Algorithms for spatially indexing points are tractable - see k-d trees etc.
R-trees seem pretty lame to be honest, like an ad-hoc data structure to partly
meet a number of requirements.

Of course, some kinds of indexing and searching are inherently harder than
others. But I don't see why one couldn't program any needed spatial algorithm
directly from just an index of all points in the system.

For example, suppose you have an index of triangles. If want to find all
triangle intersecting triangle (x,y,z), you could itterative expand a near-
neighbor search from each point. Every point you find close than the given
triangle-point's further point is a potential neighbor and could checked
reasonably quickly.

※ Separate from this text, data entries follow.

PR #3508, opened 2026-06-22
fix(dashboard): enroll in the displayed variant run, not getBestRun's…

ChristopherChudzicki:
none

Fixes a contract bug where contract page was displaying the variant card but enrolling people in the non-variant (aka default variant) run.

### How can this be tested?
1. Set up a contract with variants
2. Try enrolling in default variant vs non-default variant. It should enroll you correctly.
3. The enrollment button should be correctly disabled if a run is not enrollable.


gumaerc (approved):
👍 

Tested this locally with a clone of the Novant contract and I was successfully enrolled in the variant run.

PR #3514, opened 2026-06-23
remove semantic chunker and dependance on langchain-experimental

shanbady:

Closes  https://github.com/mitodl/hq/issues/11945

This PR removes the Semantic chunking functionality which is currently unused and also depends on the [deprecated langchain-experimental library](https://github.com/langchain-ai/langchain-experimental/issues/87). the SemanticChunker is also not something that appears to be ported to a now supported library.

### How can this be tested?
Tests should pass. Also verify nothing else depends or imports from the langchain-experimental library


mbertrand (approved):
👍

PR #3551, opened 2026-07-01
Migration to fix non-credit level for runs

shanbady:

Closes https://github.com/mitodl/hq/issues/10841

This PR adds a data migration to fix the state of a few runs on production that have the invalid level of "Non-Credit" (should be noncredit)

### How can this be tested?
1. grab some random runs and set their level to the invalid "Non-Credit":
```python

lrs = LearningResourceRun.objects.all()[:20]

for lr in lrs:
	lr.level = ['Non-Credit']
	lr.save()
```
2. checkout this branch
3. run the data migration via ` RUN_DATA_MIGRATIONS=True python manage.py migrate data_fixtures`
4. gio back into shell and see that the count of items with the invalid level is 0:
```python
LearningResourceRun.objects.filter(level__contains=['Non-Credit']).count()
```

### Additional Context
It seems like the same handful of runs have had this issue for some time now so it is likely just instances left in a bad state at some point.

### DIFF
--- a/data_fixtures/migrations/0025_replace_non_credit_level.py
+++ b/data_fixtures/migrations/0025_replace_non_credit_level.py
@@ -1,0 +1,34 @@
+# Generated manually
+"""Replace invalid non-credit level keys on learning resource runs."""
+
+from django.db import migrations
+
+OLD_LEVEL = "non-credit"
+NEW_LEVEL = "noncredit"
+
+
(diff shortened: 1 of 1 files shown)


shanbady:
spoke with @abeglova - these instances are just one-off orphans that we can simply delete instead of creating a migration/fixture for

PR #3552, opened 2026-07-01
Make the Profile.email_optin field writable

rhysyngsun:

Part of https://github.com/mitodl/hq/issues/8424

This makes the field writable so that I can implement UI to toggle this value in the UI in a future PR.

### How can this be tested?

Tests should pass

### DIFF
--- a/frontends/api/src/generated/v0/api.ts
+++ b/frontends/api/src/generated/v0/api.ts
@@ -4412,6 +4412,12 @@ export interface Profile {
   profile_image_medium: string
   /**
    *
+   * @type {boolean}
+   * @memberof Profile
+   */
+  email_optin?: boolean
+  /**
+   *
    * @type {string}
    * @memberof Profile
    */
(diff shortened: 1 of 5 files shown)


ChristopherChudzicki (commented):
I was confused because the field wasn't coming through, but seemed like a docker issue.

Small notes:

1. In PR description
    > This makes the field writable so that I can implement UI to toggle this value in the UI in a future PR.

    I think you meant readable.
2. Copilot's comments seem true, BUT:
    1. email optin isn't too sensitive.
    2. The `profile/{username}` endpoints are currently unusable for email usernames. Our router strips the stuff after the period. **Maybe we could just remove these? ** We don't use these endpoints, EXCEPT for `username = me` which is handled specially anyway.
3. Not really related, but I noticed that `/profile/me` 500s for unauthenticated users instead of 404

ChristopherChudzicki (approved):

PR #3560, opened 2026-07-01
Add opt-in django-aqueduct typed settings (django-aqueduct>=0.9.0)

blarghmatey:
N/A

This branch adds an **opt-in, parallel** [django-aqueduct](https://github.com/mitodl/django-aqueduct)-based settings module for mit-learn. It has been **reworked onto django-aqueduct 0.9.0 (codegen v2)** — a ground-up rewrite in which the generator discovers settings by **static AST analysis** instead of importing the settings module, so generation is deterministic and secret-safe and recovers env-var aliases, required-ness, and conditional branches that the old live-import engine lost.

**Dependency:** `pyproject.toml` now requires `django-aqueduct[derivations,vault]>=0.9.0` (re-locked). The v1 live-import engine is removed upstream; v2 adds static discovery, managed-region regeneration, reusable `derivations`, a configurable Vault dev base, and the `check_aqueduct_settings` parity command. 0.7.1 made the generator emit `Annotated[..., NoDecode]` + a decoder for every list/dict field; 0.8.1 made its output `ruff format`-stable; 0.9.0 fixed the `[*]` wildcard decode, `get_list_of_str` discovery, opt-in URL typing, and subset dict-parity — letting this branch drop **all** of its earlier hand-written workarounds.

**New / reworked, opt-in settings modules (non-disruptive):**
- `main/aqueduct_settings.py` — a typed `AqueductSettings(pydantic_settings.BaseSettings)` model **regenerated from scratch** by `generate_aqueduct_settings` into managed `# >>> aqueduct:generated:*` regions, with all hand-written validators and field overrides in `# >>> aqueduct:preserved:*` regions that survive regeneration. Plus `DevAqueductSettings`, now built on `django_aqueduct.sources.dev.VaultDevBase`.
- `main/settings_aqueduct.py` / `main/settings_aqueduct_dev.py` — thin `DJANGO_SETTINGS_MODULE` shims; both now initialize Sentry from the validated model via the 0.7.0 `pre_configure` hook.
- `[tool.aqueduct]` in `pyproject.toml` records the generation + parity config so the file can be regenerated and drift-checked in CI.

**`main/envs.py` is untouched; `main/settings.py` changes by one line** — `django_aqueduct` is added to `INSTALLED_APPS` so the `generate_aqueduct_settings` / `check_aqueduct_settings` management commands are available. `main.settings` remains the default `DJANGO_SETTINGS_MODULE` everywhere it is already configured — this stays a fully non-disruptive, additive change.

**Regeneration fixed the review-flagged bugs**, because the machine no longer bakes its own runtime state into the file:

- **CRITICAL** — `AWS_ACCESS_KEY_ID` / `AWS_SECRET_ACCESS_KEY` were typed `bool` (default `False`, from `get_string(name, False)`); they are now `str | None`, so a real credential is never coerced to a boolean.
- **CRITICAL** — `APP_BASE_URL` now carries its `MITOL_APP_BASE_URL` alias and is enforced **required** (validator mirroring the legacy fail-fast) instead of a localhost default that masked missing config.
- **Recovered MITOL_* aliases** the v1 model dropped (it shipped with zero `validation_alias` entries): `SECURE_SSL_REDIRECT`←`MITOL_SECURE_SSL_REDIRECT`, `EMAIL_*`←`MITOL_EMAIL_*`, `DEFAULT_FROM_EMAIL`←`MITOL_FROM_EMAIL`, and ~300 others, recovered automatically by static discovery.
- `OIDC_LOGOUT_URL` is derived from `MITOL_API_BASE_URL`; `MIGRATION_MODULES` reproduces the `RUN_DATA_MIGRATIONS` branch (preserved validators).
- **Generation-machine snapshot defaults are gone**: `HOSTNAME` is dynamic again; `ANYMAIL`, `JWT_AUTH`, `OPENSEARCH_INDEX`, `MITOL_COOKIE_DOMAIN` no longer freeze the CI box's fake values.

**Preserved-region logic (celery-safe, derivation-backed):**
- `CELERY_BEAT_SCHEDULE` / `CELERY_BEAT_SCHEDULER` are rebuilt (their crontab schedule interval env vars are now typed fields) so the model is safe to run under celery worker/beat; `LOGGING` is attached from mitol-observability rather than left `None`.
- `DATABASES`, the Redis fallback chain, and `CACHES` use `django_aqueduct.derivations` — `database_config` is SQLite-safe and no longer applies `sslmode` to the sqlite fallback (a latent legacy bug).
- `FEATURES` reads through the model (`derivations.feature_flags`) so Vault/SSM-sourced flags are seen, not just `os.environ`.

**Vault dev base:** `DevAqueductSettings` now subclasses `VaultDevBase`, which configures Vault entirely from `VAULT_*` env vars and fails gracefully when unset — fixing the bare `KeyError('VAULT_ADDR')` and the hardcoded-placeholder mount/path/role wiring, and clarifying source precedence (Vault is prepended, so Vault values win).

**List env decoding (fully generator-handled in 0.9.0).** mit-learn's deployed `.env` files carry Python-literal and bare-wildcard list forms (`ALLOWED_HOSTS=[*]`, single-quoted regex lists) that pydantic-settings' default `json.loads` rejects — which crashed model construction under `manage.py` (litellm's import runs `load_dotenv()`, pulling a stray `.env` into `os.environ`). The generator now emits `Annotated[..., NoDecode]` + a decoder for every list/dict field, and 0.9.0 closed the two gaps this branch previously kept minimal overrides for — **both overrides are now removed**:
  - The generated decoder now strips one layer of surrounding brackets before its comma-split fallback, so the bare-wildcard `ALLOWED_HOSTS=[*]` parses to `["*"]` (verified under the stray-`.env` repro) without the one-field normalizer.
  - Static discovery now recognizes mitol's `get_list_of_str` as a `list[str]` reader, so `CORS_ALLOWED_ORIGINS`, `CORS_ALLOWED_ORIGIN_REGEXES`, `CSRF_TRUSTED_ORIGINS`, `OPEN_AI_EMBEDDING_MODELS`, and `ALLOWED_REDIRECT_HOSTS` get `NoDecode` + the container decoder automatically (they were previously discovered as `Any` and stored the raw env string).

**URL typing (`enrich_url_types`, 0.9.0).** 0.9.0 makes the `str`→`AnyUrl` promotion opt-in, default-validated, denylisted for Django's relative-URL settings, and paired with a `str` serializer for `model_dump()` — so the 49-field manual revert block this branch carried is **deleted**. Enabling `enrich_url_types` was evaluated but left **off**: it still promotes `APP_BASE_URL` (default `None`, promoted via the name-suffix fallback) to a `pydantic.Url` object, which this model's own `build_urls` validator then feeds to `urljoin()` (rejected as non-`str`). With it off the URL fields stay plain `str` — the drop-in contract — with no override block at all. `--enrich-usage`/`--enrich-runtime` are not used (usage found nothing previously; runtime is the one flag that imports the module).

**Security policy fixes** (kept from the original PR): `SECRET_KEY` and `WEBHOOK_SECRET` are **required** with no default; the insecure hardcoded fallbacks (`terribly_unsafe_default_secret_key`, `please-change-this`) are intentionally not reproduced.

N/A — no UI changes.

### How can this be tested?

- [ ] `uv lock` / `uv sync` resolve `django-aqueduct` to `0.9.0`.
- [ ] `DJANGO_SETTINGS_MODULE=main.settings_aqueduct uv run python manage.py check` passes with the required settings set in the environment.
- [ ] `DJANGO_SETTINGS_MODULE=main.settings_aqueduct_dev uv run python manage.py check` runs cleanly with `VAULT_ADDR` unset (runs without Vault) and reaches Vault auth when `VAULT_*` are set.
- [ ] `uv run python manage.py generate_aqueduct_settings --check` reports the model is up to date (no drift from a fresh render).
- [ ] `uv run python manage.py check_aqueduct_settings` reports parity with `main.settings` (deliberate divergences are documented in `[tool.aqueduct] parity_ignore`).
- [ ] `git diff --name-only -- '*.py' | xargs uv run ruff check --force-exclude` passes (the generated file is excluded from ruff so regeneration/`--check` is stable).

### Additional Context

- Deliberate parity divergences are enumerated with justifications in `[tool.aqueduct] parity_ignore` in `pyproject.toml` (**32 entries**): the `SECRET_KEY`/`WEBHOOK_SECRET`/AWS-cred policy fixes, conditional module locals, the typed input primitives the legacy read inline (including `HOST_IP`, which now backs `INTERNAL_IPS` through the source chain), and benign `get_float` int→float normalization. `DATABASES`/`DEFAULT_DATABASE_CONFIG`/`HEALTH_CHECK` were **dropped** — 0.9.0's parity check does a one-way subset compare for dict settings, so the keys Django's `ConnectionHandler` and django-health-check's `AppConfig.ready()` inject at runtime no longer read as divergences.
- The generated `main/aqueduct_settings.py` is excluded from ruff (`[tool.ruff] extend-exclude`). 0.8.1 made the generator output `ruff format`-stable for the ~9 rule groups it validated against, but mit-learn selects a much broader set — `ruff check` flags 68 issues in the generated regions and `ruff format` would rewrite them (causing `--check` drift) — so per the upstream note extend-exclude remains the documented fallback here.


blarghmatey:
django-aqueduct 0.6.0 is now published on PyPI. Removed the `[tool.uv.sources]` local-path override and TODO in `pyproject.toml`, re-ran `uv lock`/`uv sync` to resolve it from PyPI (sdist/wheel from files.pythonhosted.org), and re-verified `manage.py check` against both `main.settings_aqueduct` and `main.settings_aqueduct_dev` — same results as before, no longer blocked on that TODO.

blarghmatey:
Closing for now — we'll revisit and recreate this later.

PR #3561, opened 2026-07-02
Fix embeddings task oom thrashing

shanbady:

Closes https://github.com/mitodl/hq/issues/12115

This PR prevents/better controls OOM issues with celery tasks by controlling how many contentfiles are serialized at a time (via settings.QDRANT_CONTENT_FILE_SERIALIZATION_CHUNK_SIZE) before fanning out to celery. 

Currently what is happening is that each celery task serializes settings.QDRANT_CHUNK_SIZE contentfiles at once into memory for each task - if a task happens to have very large contentfile objects that are over the memory threshold, it results in an OOM kill - the probability of this goes up as we increase settings.QDRANT_CHUNK_SIZE.

### How can this be tested?
1. checkout main and restart celery
2. in another shell keep tabs on the memory usage of the celery container via ```docker stats mit-open-celery-1```
3. run the following script which generates a large contentfiles and attempts to embed them:
```python
from learning_resources.constants import LearningResourceType
from learning_resources.models import (
    ContentFile,
    LearningResource,
    LearningResourcePlatform,
    LearningResourceRun,
)

platform, _ = LearningResourcePlatform.objects.get_or_create(
    code="memory-test",
    defaults={"name": "Memory Test"},
)

resource,_ = LearningResource.objects.get_or_create(
    readable_id="memory-test-course",
    title="Memory Test Course",
    resource_type=LearningResourceType.course.name,
    platform=platform,
    published=True,
)

run,_ = LearningResourceRun.objects.get_or_create(
    learning_resource=resource,
    run_id="memory-test-run",
    title="Memory Test Run",
    published=True,
)

large_content = "Large embedding memory test content. " * 500_000

content_files = [
    ContentFile.objects.create(
        run=run,
        key=f"memory-test-{i}",
        title=f"Memory Test File {i}",
        content=large_content,
        checksum=f"memory-test-{i}",
        published=True,
    )
    for i in range(100)
]

cfids = [cf.id for cf in content_files]

from learning_resources_search.constants import CONTENT_FILE_TYPE
from vector_search.tasks import generate_embeddings



generate_embeddings.delay(
    cfids,
    CONTENT_FILE_TYPE,
    overwrite=True,
)
```
4. note the ballooning memory on the celery container
5. checkout this branch. 
6. restart celery and re-run the above script and note the steady usage.


vector_search/utils_test.py
```diff
@@ -513,6 +513,28 @@ def test_expected_document_chunks(mocker):
     assert len(chunked) == num_points_uploaded
 
 
+def test_embed_learning_resources_chunks_content_file_serialization(mocker, settings):
+    """
+    QDRANT_CHUNK_SIZE controls Celery task fanout; content files are serialized in
+    smaller batches so large task chunks do not hydrate every content blob at once.
+    """
+    settings.QDRANT_CHUNK_SIZE = 50
```
mbertrand: I think QDRANT_CHUNK_SIZE is actually irrelevant to this test?  Maybe remove the setting assignment and update the docstring?

mbertrand (approved):

vector_search/utils_test.py
shanbady: fixed

PR #3562, opened 2026-07-02
Bound program marketing-page embedding input to avoid token overflow

mbertrand:

Refs mitodl/hq#12117

Program marketing-page content files were ballooning to multi-MB (23MB for `UAI+B2C.1` in production) because they concatenated the LLM summaries of every content file in every child-course run. When embedded, a fully packed request overflowed OpenAI's 300k tokens/request limit (`max_tokens_per_request`), failing that chunk. The `generate_embeddings` chunk swallows the error, so it surfaced only as recurring `finalize_embeddings` `RuntimeError: 1 embedding chunk(s) failed` in leek.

This gives the set S of intersecting triangles to a given
triangle in log^n(size(S)), making the process relatively scalable.

K-d tree seem more sensible:
[http://en.wikipedia.org/wiki/K-d_tree](http://en.wikipedia.org/wiki/K-d_tree)

And there's more: "Storing objects in a space-partitioning data structure (kd-
tree or BSP for example) makes it easy and fast to perform certain kinds of
geometry queries – for example in determining whether a ray intersects an
object, space partitioning can reduce the number of intersection test to just
a few per primary ray, yielding a logarithmic time complexity with respect to
the number of polygons."

Lends credence to my argument that a polygon-polygon intersection should be
obtainable in log^n or maybe even log time.

Space partitioning in general does cool stuff:
[http://en.wikipedia.org/wiki/Space_partitioning](http://en.wikipedia.org/wiki/Space_partitioning)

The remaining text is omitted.